We live in a very small town and occasionally I see the OW - it may be at a grocery store, Walmart, etc. - but each time the visuals of them together come back. I can't seem to get it out of my head - and she usually has this snotty smirk on her face. I just want to slap her up side the head. 

I doubt she even knows she wasn't the only one (she thinks she's pretty special) - so maybe I should be the one smirking? How do you let go of the hatred and forgive someone like that? She has no remorse - has told others she did nothing wrong - excuse me? Screwing someone elses husband isn't wrong? What world did this woman grow up in?


----------



## 827Aug (Apr 27, 2008)

I can understand how hard this can be in a small town. For me, it was all the gossip which made life near impossible some days.

You should really put this sorry woman out of your mind. She's not worth it. However, your anger should be directed at your husband. He's the one who CHOSE to cheat.


----------



## iheartlife (Apr 4, 2012)

jinba said:


> We live in a very small town and occasionally I see the OW - it may be at a grocery store, Walmart, etc. - but each time the visuals of them together come back. I can't seem to get it out of my head - and she usually has this snotty smirk on her face. I just want to slap her up side the head.
> 
> I doubt she even knows she wasn't the only one (she thinks she's pretty special) - so maybe I should be the one smirking? How do you let go of the hatred and forgive someone like that? She has no remorse - has told others she did nothing wrong - excuse me? Screwing someone elses husband isn't wrong? What world did this woman grow up in?


It would be all I could do not to walk up to her and say, I hope you got a full slate of testing for STDs, because you weren't the only one.

And then turn on my heel and walk away.



But short of that, I would work on looking really, really bored. Not fakey D-actor high school play bored, just bored.

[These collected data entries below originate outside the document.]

PR #8863, opened 2023-10-18
fix(astro): terminal HMR path (close #8831)

### LINKED ISSUE #8831: CLI paths take the PC Root, not the project's path root.
### Astro Info

```block
"Astro                    v3.2.2\nNode                     v18.16.0\nSystem                   Windows (x64)\nPackage Manager          npm\nOutput                   server\nAdapter                  @astrojs/vercel/serverless\nIntegrations             @custom/update-webflow-js\n                         @astrojs/tailwind\n                         @astrojs/preact\n                         @astrojs/prefetch\n                         astro-robots-txt"
```

_No response_

### Describe the Bug

The Astro CLI during npm run dev is using my entire pc path for outputs, can this be modified to instead use the project's root path?

image

I would think the project's root path is better! instead of the entire PC path !

https://stackblitz.com/edit/github-n2mknz?file=README.md

### Participation

florian-lefebvre:
## Changes

- #8831
- Uses fileURLToPath and nozmalizes the path between OSs

## Testing

Tested by pointing the `@example/basics` astro version to the local one (`workspace:*`), only on Windows.

## Docs

No change required

### DIFF
--- a/.changeset/two-lamps-tell.md
+++ b/.changeset/two-lamps-tell.md
@@ -1,0 +1,5 @@
+---
+'astro': patch
+---
+
+Fixes the terminal HMR path
--- a/.changeset/two-lamps-tell.md
+++ b/.changeset/two-lamps-tell.md
@@ -2,4 +2,4 @@
 'astro': patch
 ---
 
-Fixes the terminal HMR path
+Fixed an issue where the dev server logged the full file path on updates.
--- a/.changeset/two-lamps-tell.md
+++ b/.changeset/two-lamps-tell.md
@@ -2,4 +2,4 @@
 'astro': patch
 ---
 
-Fixed an issue where the dev server logged the full file path on updates.
+Fixes an issue where the dev server logged the full file path on updates.
--- a/packages/astro/src/vite-plugin-astro/hmr.ts
+++ b/packages/astro/src/vite-plugin-astro/hmr.ts
@@ -1,4 +1,5 @@
 import { fileURLToPath } from 'node:url';
+import { relative } from "node:path";
 import type { HmrContext, ModuleNode } from 'vite';
 import type { AstroConfig } from '../@types/astro.js';
 import {
@@ -91,7 +92,7 @@ export async function handleHotUpdate(
 	// Bugfix: sometimes style URLs get normalized and end with `lang.css=`
 	// These will cause full reloads, so filter them out here
 	const mods = [...filtered].filter((m) => !m.url.endsWith('='));
-	const file = ctx.file.replace(config.root.pathname, '/');
+	const file = relative(process.cwd(), ctx.file.replace(config.root.pathname, '/'));
 
 	// If only styles are changed, remove the component file from the update list
 	if (isStyleOnlyChange) {
--- a/packages/astro/src/vite-plugin-astro/hmr.ts
+++ b/packages/astro/src/vite-plugin-astro/hmr.ts
@@ -91,9 +91,7 @@ export async function handleHotUpdate(
 	// Bugfix: sometimes style URLs get normalized and end with `lang.css=`
 	// These will cause full reloads, so filter them out here
 	const mods = [...filtered].filter((m) => !m.url.endsWith('='));
-	const file = fileURLToPath(`file:///${ctx.file}`)
-		.replace(fileURLToPath(config.root), '/')
-		.replace(/\\/g, '/');
+	const file = ctx.file.replace(fileURLToPath(config.root).replace(/\\/g, '/'), '/');
 
 	// If only styles are changed, remove the component file from the update list
 	if (isStyleOnlyChange) {
--- a/packages/astro/src/vite-plugin-astro/hmr.ts
+++ b/packages/astro/src/vite-plugin-astro/hmr.ts
@@ -95,7 +95,7 @@ export async function handleHotUpdate(
 	if (!file.startsWith('/')) {
 		file = `/${file}`
 	}
-	file = file.replace(config.root.pathname, '/')
+	file = file.replaceAll(' ', '%20').replace(config.root.pathname, '/')
 
 	// If only styles are changed, remove the component file from the update list
 	if (isStyleOnlyChange) {
--- a/packages/astro/src/vite-plugin-astro/hmr.ts
+++ b/packages/astro/src/vite-plugin-astro/hmr.ts
@@ -91,11 +91,9 @@ export async function handleHotUpdate(
 	// Bugfix: sometimes style URLs get normalized and end with `lang.css=`
 	// These will cause full reloads, so filter them out here
 	const mods = [...filtered].filter((m) => !m.url.endsWith('='));
-	let file = ctx.file;
-	if (!file.startsWith('/')) {
-		file = `/${file}`
-	}
-	file = file.replaceAll(' ', '%20').replace(config.root.pathname, '/')
+	const file = fileURLToPath(`file:///${ctx.file}`)
+		.replace(fileURLToPath(config.root), '/')
+		.replace(/\\/g, '/');
 
 	// If only styles are changed, remove the component file from the update list
 	if (isStyleOnlyChange) {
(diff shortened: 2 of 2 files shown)


packages/astro/src/vite-plugin-astro/hmr.ts
```diff
@@ -91,7 +92,7 @@ export async function handleHotUpdate(
 	// Bugfix: sometimes style URLs get normalized and end with `lang.css=`
 	// These will cause full reloads, so filter them out here
 	const mods = [...filtered].filter((m) => !m.url.endsWith('='));
-	const file = ctx.file.replace(config.root.pathname, '/');
+	const file = relative(process.cwd(), ctx.file.replace(config.root.pathname, '/'));
```
lilnasy, line 95: I think involving cwd might create unexpected results. Most users would start the dev server from the root of their projects, but they should not see something different if that is not the case.

florian-lefebvre: could `import.meta.url` help?

lilnasy: `import.meta.url` would likely be somewhere in node_modules.

It also seems like `relative()`, and `ctx.file.replace()` are attempting to do the same thing: removing the first few parts of ctx.file.

Why doesn't the `replace()` call work on Windows?

florian-lefebvre: Pushing a fix soon but here is what happens:
```ts
{
  pathname: '/D:/DEV/PROJECTS/withastro/astro/examples/basics/',
  file: 'D:/DEV/PROJECTS/withastro/astro/packages/astro/dist/jsx-runtime/index.js'
}
```
the only thing is to prepend a slash if needed

packages/astro/src/vite-plugin-astro/hmr.ts
```diff
@@ -91,7 +91,11 @@ export async function handleHotUpdate(
 	// Bugfix: sometimes style URLs get normalized and end with `lang.css=`
 	// These will cause full reloads, so filter them out here
 	const mods = [...filtered].filter((m) => !m.url.endsWith('='));
-	const file = ctx.file.replace(config.root.pathname, '/');
+	let file = ctx.file;
+	if (!file.startsWith('/')) {
+		file = `/${file}`
+	}
+	file = file.replace(config.root.pathname, '/')
```
lilnasy, line 98: Nice! That fixes it.

It looks like it still shows the full path when the project name has a space, like in the case of the issue screenshot. Can you check what happens there?

florian-lefebvre: I handled only spaces, I don't know if there are any other special character that causes the issue

packages/astro/src/vite-plugin-astro/hmr.ts
```diff
@@ -91,7 +91,11 @@ export async function handleHotUpdate(
 	// Bugfix: sometimes style URLs get normalized and end with `lang.css=`
 	// These will cause full reloads, so filter them out here
 	const mods = [...filtered].filter((m) => !m.url.endsWith('='));
-	const file = ctx.file.replace(config.root.pathname, '/');
+	let file = ctx.file;
+	if (!file.startsWith('/')) {
+		file = `/${file}`
+	}
+	file = file.replaceAll(' ', '%20').replace(config.root.pathname, '/')
```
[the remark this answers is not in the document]
natemoo-re: [`fileURLToPath`](https://nodejs.org/api/url.html#urlfileurltopathurl) is probably what you're looking for!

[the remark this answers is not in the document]
florian-lefebvre: Now I understand what you meant @lilnasy! Things are coming together in my head ahah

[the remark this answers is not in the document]
florian-lefebvre: We should be good now! Until I forget something else 😅

packages/astro/src/vite-plugin-astro/hmr.ts
```diff
@@ -91,7 +91,9 @@ export async function handleHotUpdate(
 	// Bugfix: sometimes style URLs get normalized and end with `lang.css=`
 	// These will cause full reloads, so filter them out here
 	const mods = [...filtered].filter((m) => !m.url.endsWith('='));
-	const file = ctx.file.replace(config.root.pathname, '/');
+	const file = fileURLToPath(`file:///${ctx.file}`)
+		.replace(fileURLToPath(config.root), '/')
+		.replace(/\\/g, '/');
```
lilnasy, line 96:
```suggestion
	const file = ctx.file.replace(fileURLToPath(config.root));
```
Was converting ctx.file path to a URL necessary? I would think converting config.root URL to path is enough.

.changeset/two-lamps-tell.md
```diff
@@ -0,0 +1,5 @@
+---
+'astro': patch
+---
+
+Fixes the terminal HMR path
```
lilnasy, line 5: Astro users will see this in the changelog, and they may not have full context about what happened.
"Fixed an issue where the dev server logged the full file path on updates."

packages/astro/src/vite-plugin-astro/hmr.ts
florian-lefebvre: I confirm you're suggestion (`ctx.file.replace(fileURLToPath(config.root), '/')`) does not work

.changeset/two-lamps-tell.md
```diff
@@ -0,0 +1,5 @@
+---
+'astro': patch
+---
+
+Fixed an issue where the dev server logged the full file path on updates.
```
sarah11918, line 5:
```suggestion
Fixes an issue where the dev server logged the full file path on updates.
```
Just standardizing our changeset tense... Docs out!

packages/astro/src/vite-plugin-astro/hmr.ts
lilnasy, line 96: Thanks for bearing with me so far. This looks great on Windows now!

There is one minor blemish on linux.
image

florian-lefebvre: Do you think the following could be acceptable?
```ts
	const file = fileURLToPath(`file:///${ctx.file.substring(ctx.file.startsWith('/') ? 1 : 0)}`)
		.replace(fileURLToPath(config.root), '/')
		.replace(/\\/g, '/');
```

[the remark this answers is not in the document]
florian-lefebvre: I'll give it a go 👍

lilnasy: It could, but this is becoming kinda long. Maybe if the approach from my other comment does not work.

ematipico, line 96: Can't we make the paths relative to the Astro working directory? It seems more simple...

florian-lefebvre: That was my first attempt, I need to see if it can be simplified first using only one `fileURLToPath`

packages/astro/src/vite-plugin-astro/hmr.ts
```diff
@@ -91,7 +91,7 @@ export async function handleHotUpdate(
 	// Bugfix: sometimes style URLs get normalized and end with `lang.css=`
 	// These will cause full reloads, so filter them out here
 	const mods = [...filtered].filter((m) => !m.url.endsWith('='));
-	const file = ctx.file.replace(config.root.pathname, '/');
+	const file = ctx.file.replace(fileURLToPath(config.root).replace(/\\/g, '/'), '/');
```
natemoo-re, line 94: Super minor, but we have a few utilities that might be helpful exported from [`@astrojs/internal-helpers/path`](https://github.com/withastro/astro/blob/main/packages/internal-helpers/src/path.ts). Namely [`slash`](https://github.com/withastro/astro/blob/0d4922dffe7d96b907db89ec502f77efd572cc56/packages/internal-helpers/src/path.ts#L92) could replace the manual regex logic here.

ematipico (approved):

And I'd probably make sure I always had sunglasses on when walking around outside.


----------



## Shaggy (Jul 17, 2011)

Have you thought about posting her to cheaterville? Her true nature being known around town and the world might take some on the smug off.
_Posted via Mobile Device_


----------



## chillymorn (Aug 11, 2010)

Just walk over and kick her in the shins.


----------



## jinba (Apr 26, 2012)

Some good suggestions here - thanks! Don't know that I have the courage to do any of them, but it's definitely food for thought. I've never confronted her - feeling that what goes around comes around, and she'll get her just reward someday. 

I do have a lot of information that could cause her a lot of grief within our community - she's kind of a whack job - even threatened suicide when my H tried to dump her - and told him that if he didn't want her there were 4 other men in town who did - LOL - the dumb ass should have realized where he stood right then and there. I don't think she really gave a damn about him - it was the attention she craved - and the feeling that she was somehow better or more desirable than me or the other women whose men she was involved with.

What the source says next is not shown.